Shortening-uuid

June 18, 2017 java uuids

Many are familiar today with the UUIDs, today they are widely used as identifiers due to their non-sequentiality and their low collision probability.

The uuids are a sequence of 128 bits (16 bytes). The usual representation of these is with 36 characters: 32 hexadecimal characters plus 4 separators (for example: 7625c7e9-38b1-4622-aa71-1ad439c1bced). The separators are decorative, so the characters that really have information are 32 (7625c7e938b14622aa711ad439c1bced). Since hexadecimal characters can be represented with 4 bits, each character represents 4 bits of the UUID, requiring 32 characters to represent the 128 bits.

That is, for each character (1 byte), we are using only 4 bits to represent the uuid. Why not use the 8 bits? This is because some of the characters ASCII are in control. Obviously we could invent some encoding where all 256 characters are graphically representable, but we would have an id with non-traditional characters.

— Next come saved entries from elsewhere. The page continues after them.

PR #3441, opened 2023-10-26
[NVIDIA] Update the algorithm to compute fp8 scales

kaixih:
This pull request implements updates to the algorithm for computing new FP8 scales, in line with the design outlined in the following documentation: https://docs.nvidia.com/deeplearning/transformer-engine/user-guide/api/jax.html#transformer_engine.jax.update_fp8_metas.

cc. @wenscarl @reedwm @lukaszlew @levskaya

### DIFF
--- a/flax/linen/fp8_ops.py
+++ b/flax/linen/fp8_ops.py
@@ -155,7 +155,7 @@ class Fp8DotGeneralOp(module.Module):
         OVERWRITE_WITH_GRADIENT, 'output_grad_scale', *scale_args)
 
 
-  def __call__(self, *args, **kwargs) -> jnp.ndarray:
+  def __call__(self, *args, **kwargs):
 
     assert len(args) == 3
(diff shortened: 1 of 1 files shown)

Could a more compact representation be used? Yes, we could, and we can also make it URL friendly (as these identifiers should often be used in URLs it would be convenient to use valid characters for a URL). If we include all the numbers (10 characters), plus all the letters in lowercase and uppercase (52 characters without including the ñ), we have 62 valid characters. With 6 bits we can represent 64 values, with which adding the characters - and _ we have a set of 64 characters that are valid in a URL. In fact this encoding is better known as * base 64 * and its use to represent UUIDs was not mine. You can read something in base64 url applications.

When passing the representation of hexadecimal (4 bits) to * base 64 * (6 bits), we can represent the UUID with 22 characters (over 4 bits). I wanted to do some tests with this idea and I left them in short-ids in case someone serves them. So I could try the different representations of the same UUID:

7625c7e9-38b1-4622-aa71-1ad439c1bced
7625c7e938b14622aa711ad439c1bced
01110110001001011100011111101001001110001011000101000110001000101010101001110001000110101101010000111001110000011011110011101101
B2JcfpOLFGIqpxGtQ5wbzt

I'm not sure if there is any traditional way to get the latest version. I was able to do a test using java.util.Base64.Encoder and UUID.randomUUID() code:

        byte[] randomBytes = new byte[16];
        new SecureRandom().nextBytes(randomBytes);
        randomBytes[6]  &= 0x0f;  /* clear version        */
        randomBytes[6]  |= 0x40;  /* set to version 4     */
        randomBytes[8]  &= 0x3f;  /* clear variant        */
        randomBytes[8]  |= 0x80;  /* set to IETF variant  */

        System.out.println(Base64.getEncoder().withoutPadding().encodeToString(randomBytes));

Getting (for example) as a result: qcwbFlNkQDWTZlM2NoG7tg

Then I will see if I can move forward and investigate a little more about the subject.